Architecture Variants

Mixture of Experts (MoE)

An architecture where only a subset of the model’s parameters are “activated” for any given input. A router decides which “expert” sub-networks to use, rather than running the entire model. Enables larger total parameter counts with lower per-inference cost. GPT-4 is believed to be an MoE model; Mixtral and many other modern models use this approach.

Sparse Attention

Attention mechanisms that compute attention between only a subset of token pairs rather than all pairs — reducing the O(n²) compute cost of full attention. Various approaches: sliding window attention (Longformer), dilated attention, local+global combinations. Enables longer context windows.

State Space Models (SSMs) / Mamba

A family of architectures (Mamba, RWKV, S4) that handle sequential data with linear rather than quadratic scaling in sequence length. The computational alternative to transformers for long sequences. Whether SSMs can match transformer performance at scale is an active research question.

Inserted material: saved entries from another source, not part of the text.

Issue #668, opened 2026-08-13
bug: nRF52 BLE companions crash-boot loop on the 1.17.0 base (RAK4631 AND T1000-E) — USB companions on the same boards are fine


Strycher:
Parent: Epic #614 · Related: #628 (1.17.0 integration), #663 (migration matrix — nRF52 column), #350 (CrashLog)

# RAK4631 BLE companion crash-boot loops on the 1.17.0 base, ~4.19s in, immediately after radio init

Found while attempting the nRF52 leg of the #663 migration matrix. **This blocks the entire nRF52
column** — the device cannot stay up long enough to verify anything.

## Reproduction

`[verified]` Device `WSMJ898-RAK4631` (RAK4631, nRF52840), DFU-flashed with
`RAK_4631_companion_radio_ble` built from the #628 integration branch (`-D OFFBAND_FORCE_CAPLOG`),
artifact sha `5562a02a`. `Device programmed.` reported by adafruit-nrfutil.

**6 of 6 boot cycles crash at the same point.** Captured with a reconnecting serial capture across
resets:

```
---- attach #3 ----
[4193] DEBUG: Set _preambleMillis=91
[4193] DEBUG: Set _maxPayloadMillis=1213
[4194] DEBUG: RX Boosted Gain Mode: Enabled
** port dropped (device reset) **
```

Timing is tight and consistent across cycles: 4193–4195 ms. The last line is always the end of
radio initialisation.

## What was running before this

`[verified]` Prior firmware `offband-v1.3.0-5-g75c40f8` (MeshCore v1.16.0 base) ran fine on this
board — it is the owner's working companion. Backup at
`flash-backups/rak4631-DFU-backup-20260812-224907/` (`CURRENT.UF2`, sha `9a8dadae`), which covers
SoftDevice + application (`0x1000`..`0xEA000`, verified from the UF2 block headers).

So this is a **1.17.0-base regression on this board**, not a pre-existing fault.

## Why there is no crash dump yet

`[verified]` USB CDC on this board does not enumerate until ~4.1 s. The crash is at ~4.19 s, so a
host has roughly **0.1 s** of visibility. Everything earlier — CrashLog's recovery dump, the
`[prefs]` migration line, boot diagnostics — is emitted before the host can attach and is simply
not seen on the live mirror.

The capture ring holds it all, but this is a **BLE** companion: the console is not shared with the
framed protocol, so there is no serial path to `caplog download`, and BLE never comes up because
[...]

PR #939, opened 2026-08-23
bug(#711): MultiSerialInterface never overrode maxFrameSize — delegate to it

Strycher:
## What this changes

**This is the actual defect.** #450, #454, and both previous #711 attempts all modified code that **is not reached on the companion path**.

`MultiSerialInterface` overrides nine `BaseSerialInterface` methods — `enable`, `disable`, `isEnabled`, `isConnected`, `loop`, `isWriteBusy`, `writeFrame`, `checkRecvFrame` — and **not `maxFrameSize()`**.

`companion_radio` holds a `MultiSerialInterface` as its `_serial` (`main.cpp:49`, `interface_manager`). So `caplogDrain()`'s `maxFramePayload(2)` returned `BaseSerialInterface`'s default `MAX_FRAME_SIZE - 2 = 174` on every board and every link, and the BLE interfaces' MTU-aware `maxFrameSize()` was never consulted at all.

Introduced by the 1.17.0 MultiSerialInterface port (#668) — `main.cpp:382` already records that the legacy single-`serial_interface` wiring was not removed in that port.

Addresses #711 — **stays OPEN until `hv4-bench-1` re-tests.**

### The evidence that settled it

Bench client debug log:

```
20:55:13  MTU set to: 176            <- negotiated AND reported honestly
21:03:34  14246 of 14495 in 84 chunks
measured chunk payloads: 83 x 171 received + 1 x 53
```

MTU 176 delivers 173. The firmware wrote 176-byte frames. **3 bytes lost per full frame.** All three field reports share that signature exactly:

| | | |
|---|---|---|
| madmax_2069 | 8461 of 8608, 50 chunks | 147 = 3 × 49 |
| schill | 12751 of 12973, 75 chunks | 222 = 3 × 74 |
| hv4-bench-1 | 14246 of 14495, 84 chunks | 249 = 3 × 83 |

### The fix

`maxFrameSize()` returns the **minimum across interfaces where `instance && instance->isEnabled()`** — the same predicate `writeFrame()` uses to fan a frame out, so the two cannot disagree. Nothing enabled → `MAX_FRAME_SIZE`, since `writeFrame` sends nothing in that state and returning 0 would surprise callers for no gain.

### Hard ceiling reverted (owner-directed)

The previous attempt made `deliverableFrame()` return `min(mtu-3, max_frame-3)` on the theory that a stack might over-report its MTU. **That theory is refuted** — the MTU was reported accurately — and the ceiling cost 3 bytes/frame on nRF52 (MTU 247, delivers 244) for no benefit.

`min(link, max_frame)` is correct on both: ESP32 at MTU 176 → 173, nRF52 at 247 → 176. The `setMTU()` return check is **kept** — an independent silent-failure fix.

### A correction to the record

I previously claimed the nRF52 board class "may have been unable to deliver a caplog at all." **That was wrong.** A 176-byte frame fits a 244-byte deliverable, so nRF52 never clipped — which is precisely why every field report is ESP32. The defect is only fatal where the deliverable is **below** `MAX_FRAME_SIZE`, i.e. the ESP32 case, because `begin()` pins our preferred MTU to `MAX_FRAME_SIZE`.

## Tests

**`test/test_multiserial` drives the real `MultiSerialInterface`** with fake transports and is **verified to FAIL 3/6 with the override removed.**

It pins the exact field case (an interface reporting 173 must yield payload **171**, not 174), the minimum-across-interfaces rule, the disabled-interface predicate, and that a generous interface cannot exceed the frame buffer.

The frame-size suite is updated to the reverted invariant and now asserts the field chunk counts directly: **8608 → 51, 12973 → 76, 14495 → 85**, nothing lost.

One of my own test premises was wrong and **the test was corrected, not the code**: `MultiSerialInterface::enable()` enables *every* registered interface, so a fake constructed disabled comes back up; the realistic state is disabled *after* `enable()`.

## Verification

- [x] `pio test` green for every native env: **271 / 8 / 7**
- [x] Builds: `heltec_v4_companion_radio_ble`, `RAK_4631_companion_radio_ble`, `Heltec_v2_companion_radio_ble`, `heltec_rc32_companion_radio_usb`
- [ ] **NOT device-verified.** `hv4-bench-1` re-test gates this. Expect **85 chunks at 171 payload** for a 14495-byte buffer, announced == received.

## Review

- [x] Gemini-reviewed (`gemini-2.5-pro`) — "approve with comments".

Three of its points, handled explicitly:

- It argued to **keep** the hard ceiling as defence-in-depth ("this part of the code is cursed"). Recorded; the owner ruled to revert, and that is not re-litigated here.
- It called the wrapper's missing `isConsoleSharedWithProtocol()` override a **critical live bug**. **Checked: it is not.** `main.cpp:491` calls it on `usb_serial_interface`, the concrete `ArduinoSerialInterface`, which *does* override it — never on the wrapper. Latent hazard, recorded against #871 rather than widened into this change.
- Its note on the pre-existing by-value `for(auto iface : _interfaces)` loops is correct; left as out of scope, new code uses `const auto&`.

## Notes

**Fourth attempt at this invariant.** The first three each changed a value's *derivation* without checking whether the function computing it was *called*. The test added here exercises the wrapper that was skipped, which is the gap all three previous test suites shared — they tested the leaf, and the leaf was never reached.

### DIFF
--- a/src/helpers/BleFrameSizing.h
+++ b/src/helpers/BleFrameSizing.h
@@ -50,34 +50,24 @@ inline uint16_t effectiveMtu(uint16_t reported, uint16_t local) {
 /// raise the result above what the link carries, which is what the previous
 /// `min(mtu - 3, MAX_FRAME_SIZE)` form did once the cached MTU was too large.
 inline size_t deliverableFrame(uint16_t effective_mtu, size_t max_frame) {
-  // What the link says it can carry, from the (possibly untrustworthy) MTU.
+  // Bound 1: what one ATT notification carries on this link.
   const size_t link = effective_mtu > ATT_NOTIFY_HEADER
                         ? (size_t)(effective_mtu - ATT_NOTIFY_HEADER)
                         : 0;
-
-  // #711 RE-FIX: the HARD ceiling, derived from OUR OWN pinned preference and from
-  // nothing the stack reported. begin() pins the local preferred MTU to max_frame,
-  // so a link at that preference delivers at most max_frame - 3 -- clamping to
-  // max_frame (the BUFFER size) was always one ATT header too generous.
+  // Bound 2: the frame BUFFER (uint8_t buf[MAX_FRAME_SIZE]) -- a link that can
+  // carry more cannot be exploited without changing MAX_FRAME_SIZE itself, which
+  // is a protocol constant the client shares. An nRF52 at MTU 247 delivers 244 and
+  // still sends 176-byte frames for this reason.
   //
-  // The first fix computed min(reported_mtu - 3, max_frame) and was a no-op whenever
-  // the reported value was >= max_frame + 3. It shipped in beta4 and STILL clipped:
-  // NimBLEDevice::getMTU() returns ble_att_preferred_mtu_val, whose NimBLE default is
-  // 256, so a device where our setMTU() did not take effect computed
-  // min(253, 176) = 176 -- exactly the pre-fix size. Tester schill, Heltec V4.3:
-  // 12751 of 12973 bytes in 75 chunks, shortfall 222 = 3 x 74 full chunks.
-  //
-  // Taking the min of both bounds is safe BY CONSTRUCTION, which is the property
-  // #450's hardcoded constant had and every computed replacement since has lost:
-  //   - setMTU() took effect  -> link is the real bound, and own == link. Exact.
-  //   - setMTU() did NOT take effect -> we may under-use a larger link by 3 bytes.
-  //     Conservative, never clipped. A 1.7% throughput cost buys correctness on
-  //     every board and every stack, including ones that misreport.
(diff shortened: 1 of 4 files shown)


Strycher:
Owner approved merge (2026-08-22), **after a hardware pass** — the first in four attempts at this invariant.

```
[INFO/Caplog] Caplog download complete: 16381 bytes in 96 chunks
```

`hv4-bench-1` (Heltec V4.3), running `offband-v1.5.0-beta4-2-ge259b12`, near-full 16 KB buffer. **complete**, not truncated.

The chunk count is the independent proof: 16381 bytes needs **96** chunks at a 171-byte payload and **95** at 174. 96 observed → 171-byte payloads → the delegation is live on the real path.

Same signature and cause as madmax_2069 (8461/8608) and schill (12751/12973), so this covers both.

48/48 CI green. Enabling auto-merge.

Zero-Shot, Few-Shot, Many-Shot

Zero-Shot

The model performs a task with no examples in the prompt — just instructions. “Translate this to Spanish: [sentence].” Tests whether capabilities are truly general.

Few-Shot

The model sees a few examples of input/output pairs before being asked to perform the task. Often dramatically improves performance on tasks the model struggles with zero-shot. Adding examples to prompts is one of the highest-leverage prompting techniques.

Many-Shot / In-Context Learning

As context windows have grown, “many-shot” learning — providing dozens or hundreds of examples in the prompt — has become practical. Research shows that performance continues improving with more examples up to surprisingly high counts. A qualitatively different regime from traditional few-shot.

This glossary will be updated as terminology evolves. AI moves fast; definitions do too.